### Aim of the exercise
In full and without deviation, write out the entries that follow.

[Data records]
◆ ◆ ◆ ◆ ◆ ◆ ◆
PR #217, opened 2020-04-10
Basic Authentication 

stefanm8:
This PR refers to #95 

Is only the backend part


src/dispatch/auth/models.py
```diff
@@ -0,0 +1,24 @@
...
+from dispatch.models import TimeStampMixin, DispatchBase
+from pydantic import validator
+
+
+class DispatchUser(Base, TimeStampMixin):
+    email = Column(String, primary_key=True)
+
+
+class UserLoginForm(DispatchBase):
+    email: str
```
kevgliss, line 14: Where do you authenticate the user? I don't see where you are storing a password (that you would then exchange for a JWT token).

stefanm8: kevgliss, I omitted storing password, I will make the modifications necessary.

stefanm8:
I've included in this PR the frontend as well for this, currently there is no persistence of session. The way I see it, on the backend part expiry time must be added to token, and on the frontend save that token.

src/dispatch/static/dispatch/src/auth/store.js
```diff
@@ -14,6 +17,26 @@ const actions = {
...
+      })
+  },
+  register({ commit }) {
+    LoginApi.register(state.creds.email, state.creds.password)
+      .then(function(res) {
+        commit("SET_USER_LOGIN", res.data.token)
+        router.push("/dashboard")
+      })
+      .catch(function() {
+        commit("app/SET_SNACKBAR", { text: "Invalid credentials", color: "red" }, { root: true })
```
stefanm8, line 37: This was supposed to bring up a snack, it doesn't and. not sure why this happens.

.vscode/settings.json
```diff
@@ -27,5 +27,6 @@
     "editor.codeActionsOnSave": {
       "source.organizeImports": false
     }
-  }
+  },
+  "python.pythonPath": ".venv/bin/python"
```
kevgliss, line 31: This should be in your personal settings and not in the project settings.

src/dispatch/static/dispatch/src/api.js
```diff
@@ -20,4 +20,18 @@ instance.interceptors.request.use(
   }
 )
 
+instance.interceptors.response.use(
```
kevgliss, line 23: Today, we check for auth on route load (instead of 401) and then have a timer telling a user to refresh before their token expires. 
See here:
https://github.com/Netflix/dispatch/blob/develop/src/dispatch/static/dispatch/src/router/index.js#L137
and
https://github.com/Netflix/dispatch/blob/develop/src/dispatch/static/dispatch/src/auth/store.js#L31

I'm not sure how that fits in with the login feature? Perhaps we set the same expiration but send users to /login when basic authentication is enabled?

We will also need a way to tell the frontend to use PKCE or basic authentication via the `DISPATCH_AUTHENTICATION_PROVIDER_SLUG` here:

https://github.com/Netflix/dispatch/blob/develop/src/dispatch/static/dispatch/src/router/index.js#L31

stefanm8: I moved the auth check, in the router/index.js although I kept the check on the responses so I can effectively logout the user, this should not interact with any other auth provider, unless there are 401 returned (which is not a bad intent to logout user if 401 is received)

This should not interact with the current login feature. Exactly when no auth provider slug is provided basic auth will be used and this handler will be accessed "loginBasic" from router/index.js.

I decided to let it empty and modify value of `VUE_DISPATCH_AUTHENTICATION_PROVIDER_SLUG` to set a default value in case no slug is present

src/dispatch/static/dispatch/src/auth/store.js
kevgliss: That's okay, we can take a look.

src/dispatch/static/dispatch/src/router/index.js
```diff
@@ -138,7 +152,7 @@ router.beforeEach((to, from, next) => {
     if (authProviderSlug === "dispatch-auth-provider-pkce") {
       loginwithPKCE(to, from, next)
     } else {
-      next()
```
◆ ◆ ◆ ◆ ◆ ◆ ◆
### Answer for this exercise
PR #217, opened 2020-04-10
Basic Authentication 

stefanm8:
This PR refers to #95 

Is only the backend part


src/dispatch/auth/models.py
```diff
@@ -0,0 +1,24 @@
...
+from dispatch.models import TimeStampMixin, DispatchBase
+from pydantic import validator
+
+
+class DispatchUser(Base, TimeStampMixin):
+    email = Column(String, primary_key=True)
+
+
+class UserLoginForm(DispatchBase):
+    email: str
```
kevgliss, line 14: Where do you authenticate the user? I don't see where you are storing a password (that you would then exchange for a JWT token).

stefanm8: kevgliss, I omitted storing password, I will make the modifications necessary.

stefanm8:
I've included in this PR the frontend as well for this, currently there is no persistence of session. The way I see it, on the backend part expiry time must be added to token, and on the frontend save that token.

src/dispatch/static/dispatch/src/auth/store.js
```diff
@@ -14,6 +17,26 @@ const actions = {
...
+      })
+  },
+  register({ commit }) {
+    LoginApi.register(state.creds.email, state.creds.password)
+      .then(function(res) {
+        commit("SET_USER_LOGIN", res.data.token)
+        router.push("/dashboard")
+      })
+      .catch(function() {
+        commit("app/SET_SNACKBAR", { text: "Invalid credentials", color: "red" }, { root: true })
```
stefanm8, line 37: This was supposed to bring up a snack, it doesn't and. not sure why this happens.

.vscode/settings.json
```diff
@@ -27,5 +27,6 @@
     "editor.codeActionsOnSave": {
       "source.organizeImports": false
     }
-  }
+  },
+  "python.pythonPath": ".venv/bin/python"
```
kevgliss, line 31: This should be in your personal settings and not in the project settings.

src/dispatch/static/dispatch/src/api.js
```diff
@@ -20,4 +20,18 @@ instance.interceptors.request.use(
   }
 )
 
+instance.interceptors.response.use(
```
kevgliss, line 23: Today, we check for auth on route load (instead of 401) and then have a timer telling a user to refresh before their token expires. 
See here:
https://github.com/Netflix/dispatch/blob/develop/src/dispatch/static/dispatch/src/router/index.js#L137
and
https://github.com/Netflix/dispatch/blob/develop/src/dispatch/static/dispatch/src/auth/store.js#L31

I'm not sure how that fits in with the login feature? Perhaps we set the same expiration but send users to /login when basic authentication is enabled?

We will also need a way to tell the frontend to use PKCE or basic authentication via the `DISPATCH_AUTHENTICATION_PROVIDER_SLUG` here:

https://github.com/Netflix/dispatch/blob/develop/src/dispatch/static/dispatch/src/router/index.js#L31

stefanm8: I moved the auth check, in the router/index.js although I kept the check on the responses so I can effectively logout the user, this should not interact with any other auth provider, unless there are 401 returned (which is not a bad intent to logout user if 401 is received)

This should not interact with the current login feature. Exactly when no auth provider slug is provided basic auth will be used and this handler will be accessed "loginBasic" from router/index.js.

I decided to let it empty and modify value of `VUE_DISPATCH_AUTHENTICATION_PROVIDER_SLUG` to set a default value in case no slug is present

src/dispatch/static/dispatch/src/auth/store.js
kevgliss: That's okay, we can take a look.

src/dispatch/static/dispatch/src/router/index.js
```diff
@@ -138,7 +152,7 @@ router.beforeEach((to, from, next) => {
     if (authProviderSlug === "dispatch-auth-provider-pkce") {
       loginwithPKCE(to, from, next)
     } else {
-      next()
```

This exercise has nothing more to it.